▶ What you have to do:
Go to the line in the entries below that holds "### Standards check (clean)" and repeat exactly from there through the line that holds "### Summary", inclusive.
----------------------------------------
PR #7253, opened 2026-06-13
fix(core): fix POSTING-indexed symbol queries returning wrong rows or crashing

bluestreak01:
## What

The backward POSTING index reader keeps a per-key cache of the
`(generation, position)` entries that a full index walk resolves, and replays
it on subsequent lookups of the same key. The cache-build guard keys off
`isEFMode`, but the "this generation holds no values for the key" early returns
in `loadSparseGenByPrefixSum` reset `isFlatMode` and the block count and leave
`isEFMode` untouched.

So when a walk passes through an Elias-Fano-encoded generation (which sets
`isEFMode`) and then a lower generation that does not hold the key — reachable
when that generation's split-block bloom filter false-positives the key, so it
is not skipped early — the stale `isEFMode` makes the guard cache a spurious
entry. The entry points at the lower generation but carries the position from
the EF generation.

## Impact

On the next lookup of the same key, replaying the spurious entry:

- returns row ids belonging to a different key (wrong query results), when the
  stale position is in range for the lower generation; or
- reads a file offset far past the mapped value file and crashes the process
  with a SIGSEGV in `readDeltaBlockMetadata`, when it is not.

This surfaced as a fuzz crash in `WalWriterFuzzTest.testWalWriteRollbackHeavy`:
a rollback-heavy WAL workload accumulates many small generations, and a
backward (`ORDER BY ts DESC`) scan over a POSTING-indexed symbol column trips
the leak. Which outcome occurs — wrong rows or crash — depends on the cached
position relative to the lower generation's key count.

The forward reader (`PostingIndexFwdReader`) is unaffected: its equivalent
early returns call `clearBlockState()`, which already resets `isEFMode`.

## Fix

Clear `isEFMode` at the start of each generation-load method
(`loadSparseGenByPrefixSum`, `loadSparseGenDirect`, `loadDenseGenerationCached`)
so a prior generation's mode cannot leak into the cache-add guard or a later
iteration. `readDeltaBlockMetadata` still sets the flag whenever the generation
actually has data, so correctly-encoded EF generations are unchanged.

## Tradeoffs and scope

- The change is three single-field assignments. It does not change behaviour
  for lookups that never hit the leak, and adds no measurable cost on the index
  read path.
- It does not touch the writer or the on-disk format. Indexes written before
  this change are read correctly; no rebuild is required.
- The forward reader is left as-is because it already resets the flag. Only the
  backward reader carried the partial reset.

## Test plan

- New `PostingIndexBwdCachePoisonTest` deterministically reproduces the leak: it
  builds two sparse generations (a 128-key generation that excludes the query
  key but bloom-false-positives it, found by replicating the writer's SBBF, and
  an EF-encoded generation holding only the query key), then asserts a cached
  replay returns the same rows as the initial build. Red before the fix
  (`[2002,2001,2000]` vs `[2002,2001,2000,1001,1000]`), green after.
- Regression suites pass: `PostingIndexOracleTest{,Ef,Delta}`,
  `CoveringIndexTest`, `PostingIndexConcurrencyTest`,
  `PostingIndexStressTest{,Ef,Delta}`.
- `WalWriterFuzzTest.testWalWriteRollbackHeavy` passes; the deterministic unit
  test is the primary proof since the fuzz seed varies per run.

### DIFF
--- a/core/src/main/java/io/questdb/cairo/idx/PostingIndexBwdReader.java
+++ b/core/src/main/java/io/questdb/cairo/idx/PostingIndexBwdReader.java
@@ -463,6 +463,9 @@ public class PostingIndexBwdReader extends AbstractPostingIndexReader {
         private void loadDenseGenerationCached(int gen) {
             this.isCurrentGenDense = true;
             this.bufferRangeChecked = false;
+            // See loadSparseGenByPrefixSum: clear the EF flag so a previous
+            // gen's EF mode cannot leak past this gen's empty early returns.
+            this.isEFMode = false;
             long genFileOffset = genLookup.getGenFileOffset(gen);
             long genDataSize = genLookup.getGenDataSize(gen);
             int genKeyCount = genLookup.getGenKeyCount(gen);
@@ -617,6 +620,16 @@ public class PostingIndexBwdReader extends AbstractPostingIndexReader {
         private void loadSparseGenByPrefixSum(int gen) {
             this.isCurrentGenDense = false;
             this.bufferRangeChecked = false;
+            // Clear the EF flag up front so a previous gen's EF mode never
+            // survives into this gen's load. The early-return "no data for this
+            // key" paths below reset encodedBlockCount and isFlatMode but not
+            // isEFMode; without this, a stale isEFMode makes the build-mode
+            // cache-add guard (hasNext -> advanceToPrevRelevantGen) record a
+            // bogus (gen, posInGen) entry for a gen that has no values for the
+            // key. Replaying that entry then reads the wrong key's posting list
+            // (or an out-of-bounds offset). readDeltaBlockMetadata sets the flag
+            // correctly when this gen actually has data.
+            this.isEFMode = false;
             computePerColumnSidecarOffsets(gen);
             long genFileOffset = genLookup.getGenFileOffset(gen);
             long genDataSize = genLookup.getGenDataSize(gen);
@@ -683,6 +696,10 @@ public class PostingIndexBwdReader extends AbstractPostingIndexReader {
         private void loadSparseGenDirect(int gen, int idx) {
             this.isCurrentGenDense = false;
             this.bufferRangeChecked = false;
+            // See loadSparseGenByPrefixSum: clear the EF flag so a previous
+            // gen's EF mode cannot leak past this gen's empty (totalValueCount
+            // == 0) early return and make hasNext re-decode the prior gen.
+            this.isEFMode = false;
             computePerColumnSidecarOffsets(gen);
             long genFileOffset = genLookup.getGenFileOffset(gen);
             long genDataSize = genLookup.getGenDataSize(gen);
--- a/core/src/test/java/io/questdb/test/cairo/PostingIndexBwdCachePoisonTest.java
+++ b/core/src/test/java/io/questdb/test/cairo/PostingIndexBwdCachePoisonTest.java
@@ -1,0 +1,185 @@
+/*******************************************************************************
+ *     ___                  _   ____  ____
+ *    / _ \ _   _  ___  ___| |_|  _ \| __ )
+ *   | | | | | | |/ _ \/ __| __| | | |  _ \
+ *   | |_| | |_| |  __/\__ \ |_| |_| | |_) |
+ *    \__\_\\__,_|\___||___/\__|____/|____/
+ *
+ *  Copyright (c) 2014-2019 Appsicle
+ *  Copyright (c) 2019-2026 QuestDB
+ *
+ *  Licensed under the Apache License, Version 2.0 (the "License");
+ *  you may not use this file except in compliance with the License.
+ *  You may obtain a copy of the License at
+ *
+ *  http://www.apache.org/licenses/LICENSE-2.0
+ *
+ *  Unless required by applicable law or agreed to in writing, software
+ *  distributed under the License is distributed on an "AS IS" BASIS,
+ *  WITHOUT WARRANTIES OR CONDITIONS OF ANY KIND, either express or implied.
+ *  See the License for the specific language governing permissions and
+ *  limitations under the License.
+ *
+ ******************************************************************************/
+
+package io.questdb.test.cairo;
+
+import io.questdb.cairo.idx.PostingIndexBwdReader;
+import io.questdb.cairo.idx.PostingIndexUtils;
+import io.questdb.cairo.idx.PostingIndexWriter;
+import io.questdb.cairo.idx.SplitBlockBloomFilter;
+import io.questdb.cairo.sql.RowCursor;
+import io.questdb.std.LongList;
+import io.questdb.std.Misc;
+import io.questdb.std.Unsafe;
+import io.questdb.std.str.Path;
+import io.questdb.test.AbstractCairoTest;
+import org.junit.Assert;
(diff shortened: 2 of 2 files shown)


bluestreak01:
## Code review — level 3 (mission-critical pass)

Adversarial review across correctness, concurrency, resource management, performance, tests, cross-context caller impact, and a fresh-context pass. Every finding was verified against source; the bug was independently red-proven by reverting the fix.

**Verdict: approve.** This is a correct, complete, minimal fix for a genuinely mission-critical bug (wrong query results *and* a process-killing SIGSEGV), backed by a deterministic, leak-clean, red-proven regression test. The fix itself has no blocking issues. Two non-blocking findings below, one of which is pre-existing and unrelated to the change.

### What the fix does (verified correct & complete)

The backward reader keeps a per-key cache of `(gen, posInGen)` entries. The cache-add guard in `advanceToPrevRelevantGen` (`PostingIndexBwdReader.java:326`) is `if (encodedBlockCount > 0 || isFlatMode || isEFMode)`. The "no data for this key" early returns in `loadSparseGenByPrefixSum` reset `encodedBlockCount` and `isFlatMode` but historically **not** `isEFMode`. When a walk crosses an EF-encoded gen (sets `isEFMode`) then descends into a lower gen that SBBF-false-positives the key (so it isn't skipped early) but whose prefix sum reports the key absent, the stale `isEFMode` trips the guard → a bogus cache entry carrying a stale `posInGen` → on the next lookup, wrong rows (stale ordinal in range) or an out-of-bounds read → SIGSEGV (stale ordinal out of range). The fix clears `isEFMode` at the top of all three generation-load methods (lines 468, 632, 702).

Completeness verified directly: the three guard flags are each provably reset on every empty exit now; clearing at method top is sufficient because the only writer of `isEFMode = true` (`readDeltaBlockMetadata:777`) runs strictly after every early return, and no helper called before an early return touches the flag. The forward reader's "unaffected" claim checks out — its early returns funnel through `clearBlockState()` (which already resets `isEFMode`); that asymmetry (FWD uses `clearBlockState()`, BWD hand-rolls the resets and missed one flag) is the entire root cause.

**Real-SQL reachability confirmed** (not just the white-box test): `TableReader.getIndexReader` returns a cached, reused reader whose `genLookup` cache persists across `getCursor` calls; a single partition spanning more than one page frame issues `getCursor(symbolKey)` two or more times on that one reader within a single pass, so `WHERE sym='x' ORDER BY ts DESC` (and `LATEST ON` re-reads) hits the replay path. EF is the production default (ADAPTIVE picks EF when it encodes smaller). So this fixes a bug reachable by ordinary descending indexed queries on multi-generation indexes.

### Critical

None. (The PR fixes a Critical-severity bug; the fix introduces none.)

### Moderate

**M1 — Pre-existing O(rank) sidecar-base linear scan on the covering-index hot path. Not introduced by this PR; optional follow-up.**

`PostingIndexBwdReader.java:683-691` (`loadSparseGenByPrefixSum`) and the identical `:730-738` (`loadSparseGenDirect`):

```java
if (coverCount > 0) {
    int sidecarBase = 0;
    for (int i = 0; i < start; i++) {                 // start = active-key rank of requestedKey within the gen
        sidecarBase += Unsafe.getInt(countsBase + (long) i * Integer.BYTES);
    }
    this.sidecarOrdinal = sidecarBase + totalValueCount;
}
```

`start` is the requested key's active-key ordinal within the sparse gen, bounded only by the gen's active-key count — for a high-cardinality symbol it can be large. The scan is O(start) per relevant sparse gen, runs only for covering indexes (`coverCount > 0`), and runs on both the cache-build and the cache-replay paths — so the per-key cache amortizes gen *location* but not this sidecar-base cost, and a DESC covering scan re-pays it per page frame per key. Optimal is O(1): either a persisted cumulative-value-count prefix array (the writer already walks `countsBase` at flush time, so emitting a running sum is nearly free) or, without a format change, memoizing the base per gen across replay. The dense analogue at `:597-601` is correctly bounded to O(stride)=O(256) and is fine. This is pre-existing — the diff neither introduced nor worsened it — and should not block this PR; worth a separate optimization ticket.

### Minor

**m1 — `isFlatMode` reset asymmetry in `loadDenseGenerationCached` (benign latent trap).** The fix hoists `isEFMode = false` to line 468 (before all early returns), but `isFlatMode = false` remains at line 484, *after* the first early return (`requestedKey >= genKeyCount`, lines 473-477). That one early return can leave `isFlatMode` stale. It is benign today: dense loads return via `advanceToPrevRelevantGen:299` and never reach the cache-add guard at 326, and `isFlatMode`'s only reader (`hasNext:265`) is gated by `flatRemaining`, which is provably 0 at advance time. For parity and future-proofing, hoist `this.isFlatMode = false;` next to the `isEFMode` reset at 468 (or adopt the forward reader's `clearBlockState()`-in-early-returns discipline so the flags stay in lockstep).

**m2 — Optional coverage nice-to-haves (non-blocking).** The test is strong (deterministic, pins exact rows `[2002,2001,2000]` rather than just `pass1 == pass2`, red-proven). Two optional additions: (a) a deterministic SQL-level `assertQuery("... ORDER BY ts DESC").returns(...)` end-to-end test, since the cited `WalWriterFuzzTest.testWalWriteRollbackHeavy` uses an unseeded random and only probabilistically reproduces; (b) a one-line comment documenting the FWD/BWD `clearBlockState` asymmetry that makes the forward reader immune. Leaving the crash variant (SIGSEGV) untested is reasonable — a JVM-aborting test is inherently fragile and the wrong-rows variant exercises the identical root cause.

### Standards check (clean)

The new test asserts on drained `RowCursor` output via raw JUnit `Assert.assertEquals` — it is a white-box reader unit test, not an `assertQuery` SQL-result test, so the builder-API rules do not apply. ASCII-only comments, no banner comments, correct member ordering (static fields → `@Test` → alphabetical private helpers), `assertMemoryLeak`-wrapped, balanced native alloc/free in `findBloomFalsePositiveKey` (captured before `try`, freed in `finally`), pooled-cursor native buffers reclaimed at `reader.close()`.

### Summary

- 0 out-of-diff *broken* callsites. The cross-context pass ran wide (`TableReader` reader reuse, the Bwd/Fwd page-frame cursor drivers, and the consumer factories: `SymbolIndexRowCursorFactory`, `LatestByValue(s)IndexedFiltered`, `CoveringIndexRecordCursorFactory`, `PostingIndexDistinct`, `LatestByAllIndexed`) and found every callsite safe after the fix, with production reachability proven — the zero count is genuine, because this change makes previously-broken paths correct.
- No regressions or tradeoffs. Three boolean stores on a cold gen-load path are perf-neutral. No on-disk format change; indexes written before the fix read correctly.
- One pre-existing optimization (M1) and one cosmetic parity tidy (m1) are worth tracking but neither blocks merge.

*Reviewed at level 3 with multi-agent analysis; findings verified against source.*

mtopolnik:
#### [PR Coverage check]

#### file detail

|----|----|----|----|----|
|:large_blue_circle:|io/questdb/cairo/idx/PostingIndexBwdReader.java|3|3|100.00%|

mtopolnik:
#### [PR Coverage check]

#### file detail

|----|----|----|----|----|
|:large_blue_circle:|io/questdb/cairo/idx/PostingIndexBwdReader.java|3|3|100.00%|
----------------------------------------
▶ Result of this exercise:
### Standards check (clean)

The new test asserts on drained `RowCursor` output via raw JUnit `Assert.assertEquals` — it is a white-box reader unit test, not an `assertQuery` SQL-result test, so the builder-API rules do not apply. ASCII-only comments, no banner comments, correct member ordering (static fields → `@Test` → alphabetical private helpers), `assertMemoryLeak`-wrapped, balanced native alloc/free in `findBloomFalsePositiveKey` (captured before `try`, freed in `finally`), pooled-cursor native buffers reclaimed at `reader.close()`.

### Summary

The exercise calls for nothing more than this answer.